Paper Structure (15 sections, 4 figures)

This paper contains 15 sections, 4 figures.

Figures (4)

  • Figure 1: Distributions of self-reported and inferred personality scores for GPT-3.5 and GPT-4. Histograms show absolute frequencies for an overall sample size of n=1000. GPT-3.5 underestimates Openness. Both models underestimate Conscientiousness and Agreeableness but overestimate Neuroticism. For Extraversion, the two models diverge with GPT-3.5 underestimating and GPT-4 overestimating the true scores. Overall, GPT-4 inferred scores were more aligned with self-reported scores, indicating a potential improvement over GPT-3.5.
  • Figure 2: Pearson’s correlation coefficients between inferred and self-reported scores with 95% confidence intervals (left), and Pearson’s correlation coefficients for GPT-3.5 (mid) and GPT-4 as a function of message volume (right). O: Openness; C: Conscientiousness; E: Extraversion; A: Agreeableness; N: Neuroticism. Inferences for Openness, Extraversion, and Agreeableness were more accurate than those for Conscientiousness and Neuroticism, but the differences remained non-significant.
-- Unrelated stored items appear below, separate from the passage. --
PR #89263, opened 2021-09-26
Suggest both of immutable and mutable trait implementations

### LINKED ISSUE #85865: Suggest borrowing if a trait implementation is found for &/&mut <type> regression
**When both `&S` and `&mut S` is implemented**,

Given the following code: 

```rust
trait Tr {}
struct S {}

impl Tr for &S {}
impl Tr for &mut S {}

fn foo<T: Tr>(t: T) {}

fn main() {
    let s = S {};
    foo(s);
}
```

The previous output was:
```
error[E0277]: the trait bound `S: Tr` is not satisfied
  --> src/main.rs:11:9
   |
7  | fn foo<T: Tr>(t: T) {}
   |           -- required by this bound in `foo`
...
11 |     foo(s);
   |         ^ the trait `Tr` is not implemented for `S`
   |
   = help: the following implementations were found:
             <&S as Tr>
             <&mut S as Tr>
```

The current output is:

```
error[E0277]: the trait bound `S: Tr` is not satisfied
  --> src/main.rs:11:9
   |
7  | fn foo<T: Tr>(t: T) {}
   |           -- required by this bound in `foo`
...
11 |     foo(s);
   |         ^
   |         |
   |         expected an implementor of trait `Tr`
   |         help: consider borrowing here: `&s`
```

Not sure but it should show both `&s` and `&mut s`. The previous output seemed to do a better job there. Maybe we could keep the last part of the previous output.
```
   = help: the following implementations were found:
             <&S as Tr>
             <&mut S as Tr>
```

Caused by https://github.com/rust-lang/rust/pull/85369, although it is better in the sense it is more specific but I think it omitted quite some useful details.

TaKO8Ki:
closes #85865


compiler/rustc_trait_selection/src/traits/error_reporting/suggestions.rs
```diff
@@ -773,15 +779,24 @@ impl<'a, 'tcx> InferCtxtExt<'tcx> for InferCtxt<'a, 'tcx> {
...
-                            format!("&{}{}", if mtbl { "mut " } else { "" }, snippet),
-                            Applicability::MaybeIncorrect,
-                        );
+                        if imm_result && mut_result {
+                            err.span_suggestions(
+                                span,
+                                "consider borrowing here",
+                                [format!("&{}", snippet), format!("&mut {}", snippet)].into_iter(),
+                                Applicability::MaybeIncorrect,
+                            );
```
estebank, line 788:
```suggestion
                            err.span_suggestions(
                                span.shrink_to_lo(),
                                "consider borrowing here",
                                ["&".to_string(), "&mut ".to_string()].into_iter(),
                                Applicability::MaybeIncorrect,
                            );
```

compiler/rustc_trait_selection/src/traits/error_reporting/suggestions.rs
```diff
@@ -773,15 +779,24 @@ impl<'a, 'tcx> InferCtxtExt<'tcx> for InferCtxt<'a, 'tcx> {
...
+                        } else {
+                            err.span_suggestion(
+                                span,
+                                &format!(
+                                    "consider{} borrowing here",
+                                    if mut_result { " mutably" } else { "" }
+                                ),
+                                format!("&{}{}", if mut_result { "mut " } else { "" }, snippet),
```
estebank, line 796: This change isn't necessary, but might look better:

```suggestion
                            err.span_suggestion_verbose(
                                span.shrink_to_lo(),
                                &format!(
                                    "consider{} borrowing here",
                                    if mut_result { " mutably" } else { "" }
                                ),
                                format!("&{}", if mut_result { "mut " } else { "" }),
```

I _would_ like us to add a test exercising the `consider mutably borrowing here` case, for which you might have to write a new trait impl that's only valid if it is a mutable borrow (and likely one for the non mutable case as well).

estebank (approved):
The changes look good, just left a couple of nitpicks.

rylev:
@TaKO8Ki @estebank The regression occurs in `evaluate_obligation` which seems like it would be effected by this change, but the only impacted benchmark is diesel doc which doesn't trigger this diagnostic, so I'm not sure I see where this regression could be coming from. The change is large enough though that it being noise would be quite surprising. cc @jyn514

jyn514:
I don't know when `suggest_add_reference_to_arg` is called, but rustdoc does make a lot more calls to `evaluate_obligation` than rustc because it's trying to collect an exhaustive list of blanket impls.

jyn514:
Maybe LLVM is making different inlining decisions or something?

estebank:
@rylev @jyn514 this is as surprising to me as it is to you :-/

Higher message volume was associated with higher levels of predictive accuracy, but a substantial share of variance was captured in as little as 20 status messages.
  • Figure 3: Mean differences in personality scores between gender groups (left) and age groups (right) for self-reported scores as well as inferences by GPT-3.5 and GPT-4. Positive values indicate higher scores for female users compared to male users and older users compared to younger users. O: Openness; C: Conscientiousness; E: Extraversion; A: Agreeableness; N: Neuroticism. ***p<.001; **p<.01; *p<.05. The results show significant gender and age differences across all personality traits.
  • Figure 4: Mean differences in absolute residuals between gender groups (left) and age groups (right) for inferences by GPT-3.5 and GPT-4. Positive values indicate higher residuals for female users compared to male users and older users compared to younger users. O: Openness; C: Conscientiousness; E: Extraversion; A: Agreeableness; N: Neuroticism. ***p<.001; **p<.01; *p<.05. The results indicate lower residuals for female users in all personality traits except Extraversion. Age-related biases were observed for Openness, Conscientiousness, and Agreeableness in inferences by GPT-3.5 but not GPT-4.